Spotlight On Regional Burgers
What’s Customary For Residents Across The Country
The annual Slugburger Festival happens every July in downtown Corinth, Miss., where there’s a slugburger-eating competition, Miss Slugburger Festival Pageant and slug market. It’s a tradition that’s in its 28th year this summer, and attracts thousands of revelers over a three-day period. There’s also live music and fun children’s activities, but the main attraction is the slugburger, which was invented in Corinth.
The slugburger is unique in that it’s a deep-fried beef and soy patty that sold for a nickel when it was invented in the early 1900s (A nickel was then called a slug). The rule is that it must be eaten while still piping hot or it will morph into something that looks like a slug. Regardless, it’s a regional favorite that won’t be going away anytime soon. Authentic slugburgers can be found at Borroum’s Drug Store, Slugburger Café and White Trolley Café.
While the slugburger’s a tradition in northeastern Mississippi, fans of the butter burger know that its origins lie in Wisconsin. Thanks to the Prairie du Sac, Wis.-based Culver’s, with more than 500 locations across the country, millions of burger enthusiasts have familiarized themselves with the signature ButterBurger that’s been around since 1984. Midwest beef patties are cooked to order, and then served on a lightly buttered, toasted bun.
The family-owned-and-operated Solly's Grille lays claim, however, to the original butter burger. The restaurant first started offering them in 1936 when it was called Solly’s Coffee Shop in Milwaukee, Wis. They’re made with 100 percent sirloin beef that arrives daily from a butcher’s shop and the toasted bun’s butter comes from local farms.
Minneapolis’ Matt’s Bar & Grill is somewhat of a landmark because of its creation of the “Jucy Lucy,” which is simply a burger with two handmade patties grilled with molten hot cheese in the center. The establishment opened in 1954 as a neighborhood burger joint, but the Jucy Lucy was invented several years later when a customer made a special request. It’s the most expensive burger on the menu at $6.75 and has been featured in the New York Times and Travel Channel's “Man Vs. Food” and “Food Wars.”

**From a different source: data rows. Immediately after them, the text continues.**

PR #2381, opened 2017-05-27
Run npm install/build tasks in parallel

paulirish:
This makes install-all and build-all about 2-3x faster

On travis this takes:

* `install-all` from 28s to 12s.
* `build-all` from 38s to 27s.


wardpeet:
you probably have to change the package.json to first install the concurrently package and than move forward.

I also noticed that concurrently has some old npm packages. I'll create a PR to update their chalk dependency.

package.json
```diff
@@ -11,12 +11,12 @@
     "node": ">=6"
   },
   "scripts": {
-    "install-all": "yarn && yarn install-launcher && yarn install-cli && yarn install-extension && yarn install-viewer",
+    "install-all": "yarn && concurrently --kill-others-on-fail \"yarn install-launcher\" \"yarn install-cli\" \"yarn install-extension\" \"yarn install-viewer\"",
```
brendankenny: this [may or may not work on linux](https://github.com/kimmobrunfeldt/concurrently/issues/4#issuecomment-217124689), apparently

wardpeet: I can test real quick on linux

brendankenny: to clarify, it's the `--kill-others-on-fail` that may not work on linux

brendankenny: at worst it'll just continue to run them all, even if one failed

wardpeet: works on linux! (ubuntu)
image

brendankenny:
appveyor seems unhappy but not sure why

paulirish:
Using this module now: https://github.com/madarche/npm-run-posix-or-windows/blob/master/bin/cli.js

and basically letting windows get the slow path since it can't be trusted with being fancy.

paulirish:
Looking at travis builds from today:

* `install-all` from 32s to 9.7s. _(3.3x faster)_
* `build-all` from 101s to 33s.    _(3.0x faster)_

🚀

PR #2382, opened 2017-05-27
Appveyor fixes: fresh yarn, only node6 build

paulirish:
We were seeing this error in the appveyor logs:
image

It seemed to point at this yarn bug: https://github.com/yarnpkg/yarn/issues/2591

Appveyor has an older build of Yarn on the bots by default (0.21.3), so i've installed a fresh version of yarn (>= 0.24.5) in the build script. It sorts it out.

cc @XhmikosR 

-------

As a driveby: enabled `fast_finish` which means "immediately finish build once one of the jobs fails." We wanted this for travis too, but they don't have it. odd.

------

_Update_

Two more drivebys:

1. Our OSS free plan only allows 1 concurrent job at a time. Since appveyor VMs are so slow, i dont think its worth it to always wait for 2 back-to-back builds with node 6 and node 7. So i've ditched the node7 build.
2. I enabled the ["rolling builds" option](http://help.appveyor.com/discussions/problems/586-cancel-queued-builds-for-old-commits-of-the-same-branch) in the appveyor settings UI. It cancels queued builds if there's a fresh commit on the branch, must like the recently added travis beta experiment.

### DIFF
--- a/.appveyor.yml
+++ b/.appveyor.yml
@@ -7,6 +7,10 @@ environment:
   matrix:
     - nodejs_version: "6"
       platform: x86
+    # node 7 is skipped, as appveyor only allows 1 concurrent job
+    # and we want appveyor finishing ASAP. see #2382
+    # - nodejs_version: "7"
+    #   platform: x86
 
 build: off
 
--- a/.appveyor.yml
+++ b/.appveyor.yml
@@ -5,9 +5,7 @@ version: "{build}"
 environment:
   fast_finish: true
   matrix:
-    - nodejs_version: "6.9.1"
-      platform: x86
-    - nodejs_version: "7"
+    - nodejs_version: "6"
       platform: x86
 
 build: off
--- a/.appveyor.yml
+++ b/.appveyor.yml
@@ -26,8 +26,10 @@ test_script:
   - node --version
   - npm --version
   - yarn --version
-  - yarn lint
-  - yarn unit
+  - which yarn
+  - npm install yarn -g
+  - which yarn
+  - yarn install-all
   - yarn smoke
   - yarn smokehouse
 
--- a/.appveyor.yml
+++ b/.appveyor.yml
@@ -3,6 +3,7 @@ clone_depth: 10
 version: "{build}"
 
 environment:
+  fast_finish: true
   matrix:
     - nodejs_version: "6.9.1"
       platform: x86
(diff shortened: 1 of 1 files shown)


.appveyor.yml
```diff
@@ -26,6 +26,7 @@ test_script:
   - node --version
   - npm --version
   - yarn --version
+  - which yarn
```
XhmikosR: Windows has `where` which is a native tool.

.appveyor.yml
```diff
@@ -3,16 +3,16 @@ clone_depth: 10
 version: "{build}"
 
 environment:
+  fast_finish: true
   matrix:
-    - nodejs_version: "6.9.1"
-      platform: x86
-    - nodejs_version: "7"
+    - nodejs_version: "6"
```
XhmikosR: So, you don't want to test node.js 7 anymore?

.appveyor.yml
paulirish: `which` does work in this case. _shrug_

XhmikosR:
@paulirish: instead of us updating yarn, how about I [ping AppVeyor](https://github.com/appveyor/ci/issues/1576) to update to the latest yarn. :)

About the rest of your comments, Travis does have it.

```yml
matrix:
  fast_finish: true
```

So you better bring .travis.yml and .appveyor.yml on par especially for the node.js versions.

.appveyor.yml
XhmikosR: It works because we have MSYS in `PATH` :P

.appveyor.yml
paulirish: ideally i do, but i'm not sure the delay is worth it.

appveyor is significantly slower of a VM than our travis bots, and they don't have a reasonable timeout on inactivity. which means they're very regularly our last CI to finish.

so this evens the playing field a bit, and i don't think missing out on node7/windows is all that bad.

paulirish:
> @paulirish: instead of us updating yarn, how about I ping AppVeyor to update to the latest yarn. :)

awesome thank you!

.appveyor.yml
XhmikosR: Ah, OK, that's reasonable. Maybe have a comment for the future in this file?

I'm not affiliated with AppVeyor but I guess you could report any issues to them :)
On a side note, did you compare cold phase? Because caching isn't enabled if the build fails.

PR #2392, opened 2017-05-30
fixed incorrect comments

mixed:
When I build fail, I saw below message. I think that below comment is wrong.
```
yarn install; yarn build;
```


patrickhulce:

The fried onion burger is said to have been created as a necessity as the Great Depression became a reality in the late 1920s. Restaurants throughout Oklahoma began “stretching” the beef by adding thinly shredded onions in the hamburger meat. It helped them stay profitable during the lean years and it became so popular that there’s now an annual spring festival paying homage to it. El Reno’s, Sid’s Diner and Tucker’s Onion Burgers are some of the most well-known places to go for a taste.
When you think of California burger chains, In-n-Out — which has been around since 1945 — immediately comes to mind for its “secret menu.” It features such cult favorites as the “4x4” (four beef patties, hand-leafed lettuce, tomato, spread, four slices of American cheese and stacked high on a freshly baked bun) and “Animal-style” (burger of your choice with hand-leafed lettuce, tomato, a mustard cooked beef patty; add pickle, extra spread with grilled onions).
But the burger that’s redefining the quintessential California burger is found at the rapidly growing Umami Burger chain. Most elements are made in-house (condiments, cheeses, grinded premium steaks), and while each location spotlights a locally focused offering, the signature burger is the one getting all the accolades. It boasts some of the most savory flavor profiles and is topped with roasted tomato, parmesan frico, shiitake mushroom, caramelized onions and house-made ketchup.